I can't see the reasoning for resi other than local code.

One of the guys here who does a lot of generators (nrp3 or ceb maybe) lives in an area that requires switching neutrals on the transfers switches and also a disconnect on the inlet.


----------



## gold (Feb 15, 2008)

DIYer4Life said:


> I can't see the reasoning for resi other than local code.
> 
> One of the guys here who does a lot of generators (nrp3 or ceb maybe) lives in an area that requires switching neutrals on the transfers switches and also a disconnect on the inlet.


The inlet is a disconnect.

I've asked this before I'm real curious when a system needs to be SDS and when its standby.


----------



## DIYer4Life (Nov 11, 2013)

Goldagain said:


> The inlet is a disconnect.


 That's up to the AHJ. As I mentioned, some places want a disconnect on the inlet.
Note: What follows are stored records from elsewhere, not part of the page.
PR #418, opened 2021-08-30
chore: extract pinpin package for pinning our pins on pinata

olizilla:
- extract and simplify pinata backup process to pin to pinata as fast as possible
- add Procfile to run the process continuously as a worker on heroku.

The previous code blocked on each request to pinata, so would not make full use of the 3 req/s rate limit.

Github cron schedules are best effort, and we were seeing > 30 mins between runs, which would let the PinRequest queue fill up. This PR gets the backup process off of gh cron, and off of my machine, and on to a dyno, where it can run more reliably and continually. A web3-storage team has been set up on heroku to manage access. The dyno runs as a single worker thanks to the the `dyno scale web=0 pinpin=1` command, and uses node 16 & npm 7 to run due to setting them in the root `engines` field. This branch was deployed to heroky via `git push heroku pinpin:main`. 

Screenshot 2021-08-30 at 14 39 09

License: (Apache-2.0 AND MIT)


packages/pinpin/README.md
```diff
@@ -0,0 +1,35 @@
...
+
+```sh
+npm run start
+```
+
+## Running on Heroku
+
+A Procfile is added to the root of the monorepo to define the `pinpin` process.
+- we have a web3-storage team, so run it there.
+- set
```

Most manufacturers make inlets with the disconnect for that reason:











> I've asked this before I'm real curious when a system needs to be SDS and when its standby.


Again, I can't see any reason for a residence other than local code.


----------



## B4T (Feb 10, 2009)

I have had inspectors OK the gas shutoff valve as a disconnect...


----------



## HARRY304E (Sep 15, 2010)

DIYer4Life said:


> Harry, are you going to post Mike Holt's thing on lightning at the end of the thread like it's a gameshow and that's the big surprise?? :laughing:
> 
> In the end, of the generator requires it, or if it's an SDS and the NEC requires it, or if the local amendments require it, then it's required no matter if it's dangerous or not.


Why don't you post it!


----------



## DIYer4Life (Nov 11, 2013)

HARRY304E said:


> Why don't you post it.


It's your thread, I don't want to steal your sunshine :thumbup:


----------



## HARRY304E (Sep 15, 2010)

DIYer4Life said:


> It's your thread, I don't want to steal your sunshine :thumbup:


He starts talking about Generators just before the 50 minute mark.
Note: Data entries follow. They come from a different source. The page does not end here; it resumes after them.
Issue #416, opened 2021-08-28
Add support for upload rename


vasco-santos:
Anecdotally, renaming a file is something common for an user. Given there is support for naming the upload, this name should be easily renamed.

A few examples:
- when adding an upload via the website the upload name will be the file name, but the user might not want the actual name of its local file system
- when uploading a large file via CLI and the user forgets to add the optional name flag, the upload will be named by default as `Upload at <DATE>`. This is good, but how likely will this date resonate with the user after several other uploads?

PR #420, opened 2021-08-30
feat: allow uploads to be renamed

rafaelramalho19:
Closes https://github.com/web3-storage/web3.storage/issues/416

- This PR allows for awesome and quick edit of a upload's name 🎉 

https://user-images.githubusercontent.com/24696635/131395673-88d5eb45-64e7-4ec7-b6d1-518e817a72f9.mov

### DIFF
--- a/packages/db/fauna/resources/Function/renameUserUpload.js
+++ b/packages/db/fauna/resources/Function/renameUserUpload.js
@@ -1,0 +1,67 @@
+import fauna from 'faunadb'
+
+const {
+  Abort,
+  Collection,
+  CreateFunction,
+  Exists,
+  Function,
+  Get,
+  If,
+  Index,
+  IsNonEmpty,
+  Lambda,
+  Let,
+  Match,
+  Query,
+  Ref,
+  Select,
+  Update,
+  Var
+} = fauna
+
+const name = 'renameUserUpload'
+const body = Query(
+  Lambda(
+    ['userId', 'cid', 'name'],
+    Let(
+      {
+        userRef: Ref(Collection('User'), Var('userId')),
+        contentMatch: Match(Index('unique_Content_cid'), Var('cid'))
+      },
+      If(
+        IsNonEmpty(Var('contentMatch')),
+        Let(
+          {
+            content: Get(Var('contentMatch')),
+            dagSize: Select(['data', 'dagSize'], Var('content'))
+          },
+          Let(
+            {
+              uploadMatch: Match(
+                Index('upload_by_user_and_content'),
+                Var('userRef'),
+                Select('ref', Var('content')),
+                true
+              )
+            },
+            If(IsNonEmpty(Var('uploadMatch')),
+              Update(
+                Select(['ref'], Get(Var('uploadMatch'))),
+                { data: { name: Var('name') } }
+              ),
+              Abort('upload not found')
+            )
+          )
+        ),
+        Abort('not found')
+      )
+    )
+  )
+)
+
+export default If(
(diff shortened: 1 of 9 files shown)


packages/db/fauna/resources/Function/renameUserUpload.js
```diff
@@ -0,0 +1,67 @@
...
+      {
+        userRef: Ref(Collection('User'), Var('userId')),
+        contentMatch: Match(Index('unique_Content_cid'), Var('cid'))
+      },
+      If(
+        IsNonEmpty(Var('contentMatch')),
+        Let(
+          {
+            content: Get(Var('contentMatch')),
+            dagSize: Select(['data', 'dagSize'], Var('content'))
```
vasco-santos, line 37:
```suggestion
```

packages/db/fauna/resources/Function/renameUserUpload.js
```diff
@@ -0,0 +1,67 @@
...
+    Let(
+      {
+        userRef: Ref(Collection('User'), Var('userId')),
+        contentMatch: Match(Index('unique_Content_cid'), Var('cid'))
+      },
+      If(
+        IsNonEmpty(Var('contentMatch')),
+        Let(
+          {
+            content: Get(Var('contentMatch')),
```
vasco-santos, line 36:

But everyone should take the time to watch the whole thing.


----------



## Cletis (Aug 20, 2010)

I wonder how many ground rods have been driven on items that shouldn't have ground rods around the world ??? Millions ?


----------



## gold (Feb 15, 2008)

I cant seem to watch him for more then 20 seconds without trying to gouge my eyes out.


----------



## HARRY304E (Sep 15, 2010)

Goldagain said:


> I cant seem to watch him for more then 20 seconds without trying to gouge my eyes out.



:laughing: 

Come on you can do it...:laughing:


----------



## McClary’s Electrical (Feb 21, 2009)

B4T said:


> I have had inspectors OK the gas shutoff valve as a disconnect...


Maybe they can't read?


----------



## buddhakii (Jan 13, 2011)

Goldagain said:


> The inlet is a disconnect.
> 
> I've asked this before I'm real curious when a system needs to be SDS and when its standby.
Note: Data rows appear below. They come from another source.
PR #422, opened 2021-08-31
chore: update client browser examples

olizilla:
- depend on latest web3.storage
- get rid of package-lock as we always want to use the latest
- switch jwt input to be type password to hide yer secrets

Screenshot 2021-08-31 at 14 44 12

License: (Apache-2.0 AND MIT)


vasco-santos (approved):
LGTM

One instance where you would want the generator to be a sds is if you have a high leg delta service and a y generator. At least that's the reason the engineer on one of my projects gave to me.


----------



## BBQ (Nov 16, 2010)

Goldagain said:


> The inlet is a disconnect.


It's not service rated.


----------



## DIYer4Life (Nov 11, 2013)

BBQ said:


> It's not service rated.


Good call.

I checked the inlets with the disconnects like I posted above and sure enough:

"UL listed and suitable for use as service equipment."


----------



## RIVETER (Sep 26, 2009)

HARRY304E said:


> Yes you must?
> 
> 
> No you must not?
> ...


I did not look at the video but I have to say that the purpose of a rod in the case of a stand alone generator would not be of any use that I can see. If the generator is a back up and is physically tied into the house system mechanically, it is a different story, IMO.


----------



## gold (Feb 15, 2008)

BBQ said:


> It's not service rated.


Would it have to be if its not a SDS?


----------



## ampman (Apr 2, 2009)

buddhakii said:


> One instance where you would want the generator to be a sds is if you have a high leg delta service and a y generator. At least that's the reason the engineer on one of my projects gave to me.


please explain not heard this before


----------



## DIYer4Life (Nov 11, 2013)

Goldagain said:


> Would it have to be if its not a SDS?


Yes, just like the disconnect for an automatic standby generator would have to be SUSE. As you know, we generally get away without that disconnect for either type of generator, but some areas specifically require them.


----------